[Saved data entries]
....
PR #197, opened 2020-07-30
Provide workflow parallelism in workflow defaults section

fridex:

- [x] No


fridex:
We might want to configure default TTL here as well to keep namespaces clean.

PR #207, opened 2020-08-03
Decrease solver TTL

fridex:

Let's decrease solver TTL so that solvers finish faster and we can check number of solvers pending.


fridex:
@harshad16 PTAL

Issue #187, opened 2020-07-30
release 0.7.0 blocker


goern:
- [ ] new patch release common
- [ ] new patch release storages
- [ ] new patch release solver
- [ ] new patch release graph-sync
- [ ] new patch release init-job
- [ ] validate thoth-application config for stage to use the latest releases
- [ ] validate ceph bucket configuration
- [ ] clear ceph bucket
- [ ] validate deployment to ocp-stage
- [ ] delete postgresql PV
- [ ] kick off init-job

PR #216, opened 2020-08-06
setup backend namespace with argo workflow controller

harshad16:
setup backend namespace with argo workflow controller

Related-To: #187 

- [x] No

- include workflow-controller manifest in backend-namespace to setup argo
- update configmaps and kustomize.yaml

## Description

- setup backend namespace for adviser workflow to execute.
- allow all the data to be stored in ocp-{stage|test} ceph bucket.

### DIFF
--- a/core/overlays/stage/configmaps.yaml
+++ b/core/overlays/stage/configmaps.yaml
@@ -6,10 +6,10 @@ metadata:
 data:
   applicationVersion: 0.7.0
   deployment-name: ocp-stage
-  amun-api-url: "UNSET"
+  amun-api-url: "http://amun-api-thoth-amun-api-stage.apps.ocp.prod.psi.redhat.com"
   amun-inspection-namespace: thoth-amun-inspection-stage
   amun-namespace: thoth-amun-api-stage
-  backend-namespace: aicoe-infra-prod
+  backend-namespace: thoth-backend-stage
   middletier-namespace: thoth-middletier-stage
   frontend-namespace: thoth-frontend-stage
   infra-namespace: thoth-infra-stage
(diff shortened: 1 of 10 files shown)


core/overlays/stage/configmaps.yaml
```diff
@@ -23,7 +23,7 @@ data:
   postgresql-host: pgbouncer.thoth-graph-stage.svc
   rsyslog-host: ""
   rsyslog-port: ""
-  storage-bucket-name: ocp-prod-stage
+  storage-bucket-name: ocp-stage
```
pacospace, line 26: why do we not use `ocp-prod-stage` here?

core/overlays/middletier-stage/configmaps.yaml
```diff
@@ -25,8 +26,8 @@ data:
       archiveLogs: False
 
       s3:
-        bucket: "DH-DEV-DATA"
-        keyPrefix: "data/thoth/thoth-middletier-stage/argo/artifacts/"
+        bucket: "thoth"
+        keyPrefix: "data/ocp-stage/argo/artifacts/"
```
pacospace, line 30: `ocp-prod-stage`?

core/overlays/stage/configmaps.yaml
harshad16: either one is fine for me, we should just stick with one.

core/overlays/middletier-stage/configmaps.yaml
harshad16: if we keep ocp-stage, it would have same consistency as 
<cluster-name>-<env-type> 
Ex: ocp-stage, ocp-test, moc-prod, psi-stage, psi-test 
earlier we had prefix of thoth , like thoth-psi-test , we can have it that way too

pacospace: Sounds good to me :) Thanks!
....
## What this task involves
Go to the line with "- setup backend" in the entries above and repeat every line from there through the line with "Ex: ocp-stage, ocp-test, moc-prod, psi-stage, psi-test", exactly and with no other text.

## Exercise solution
- setup backend namespace for adviser workflow to execute.
- allow all the data to be stored in ocp-{stage|test} ceph bucket.

### DIFF
--- a/core/overlays/stage/configmaps.yaml
+++ b/core/overlays/stage/configmaps.yaml
@@ -6,10 +6,10 @@ metadata:
 data:
   applicationVersion: 0.7.0
   deployment-name: ocp-stage
-  amun-api-url: "UNSET"
+  amun-api-url: "http://amun-api-thoth-amun-api-stage.apps.ocp.prod.psi.redhat.com"
   amun-inspection-namespace: thoth-amun-inspection-stage
   amun-namespace: thoth-amun-api-stage
-  backend-namespace: aicoe-infra-prod
+  backend-namespace: thoth-backend-stage
   middletier-namespace: thoth-middletier-stage
   frontend-namespace: thoth-frontend-stage
   infra-namespace: thoth-infra-stage
(diff shortened: 1 of 10 files shown)


core/overlays/stage/configmaps.yaml
```diff
@@ -23,7 +23,7 @@ data:
   postgresql-host: pgbouncer.thoth-graph-stage.svc
   rsyslog-host: ""
   rsyslog-port: ""
-  storage-bucket-name: ocp-prod-stage
+  storage-bucket-name: ocp-stage
```
pacospace, line 26: why do we not use `ocp-prod-stage` here?

core/overlays/middletier-stage/configmaps.yaml
```diff
@@ -25,8 +26,8 @@ data:
       archiveLogs: False
 
       s3:
-        bucket: "DH-DEV-DATA"
-        keyPrefix: "data/thoth/thoth-middletier-stage/argo/artifacts/"
+        bucket: "thoth"
+        keyPrefix: "data/ocp-stage/argo/artifacts/"
```
pacospace, line 30: `ocp-prod-stage`?

core/overlays/stage/configmaps.yaml
harshad16: either one is fine for me, we should just stick with one.

core/overlays/middletier-stage/configmaps.yaml
harshad16: if we keep ocp-stage, it would have same consistency as 
<cluster-name>-<env-type> 
Ex: ocp-stage, ocp-test, moc-prod, psi-stage, psi-test 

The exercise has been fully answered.